Development of a semi-Lagrangian advection scheme for the NEMO ocean model (3.1)

Abstract

Abstract. As resolutions of ocean circulation models increase, the advective Courant number – the ratio between the distance travelled by a fluid parcel in one time step and the grid size – becomes the most stringent factor limiting model time steps. Some atmospheric models have escaped this limit by using an implicit or semi-implicit semi-Lagrangian formulation of advection, which calculates materially conserved fluid properties along trajectories which follow the fluid motion and end at prescribed grid points. Unfortunately, this formulation is not straightforward in ocean contexts, where the irregular, interior boundaries imposed by the shore and bottom orography are incompatible with traditional trajectory calculations. This work describes the adaptation of the semi-Lagrangian method as an advection module for an operational ocean model.
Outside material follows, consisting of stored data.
PR #5622, opened 2025-11-29
[stdlib] Fix ```Dict.__str__``` to support custom hashers

sdgunaa:
#### Fix `Dict.__str__` for custom hashers

`Dict.__str__` was defined to take `Dict[T, U]`, which only matches dictionaries using the `default_hasher`. When a `custom_hasher` is used, the method becomes incompatible and fails to resolve.

Previously, `Dict.__str__` was defined as:

```mojo
@no_inline
fn __str__[
    T: KeyElement & Representable,
    U: Copyable & Representable,
](self: Dict[T, U]) -> String:
```

### Reproduction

We solve the difficulties of the ocean's internal boundaries by calculating parcel trajectories using a time-exponential formulation, which ensures that all parcel trajectories remain inside the ocean domain despite strong accelerations near the boundary. Additionally, we derive this method in a way that is compatible with the leapfrog time-stepping scheme used in the NEMO-OPA (Nucleus for European Modelling of the Ocean, Océan Parallélisé) ocean model, and we present simulation results for a simplified test case of flow past a model island and for 10-year free runs of the global ocean on the quarter-degree ORCA025 grid.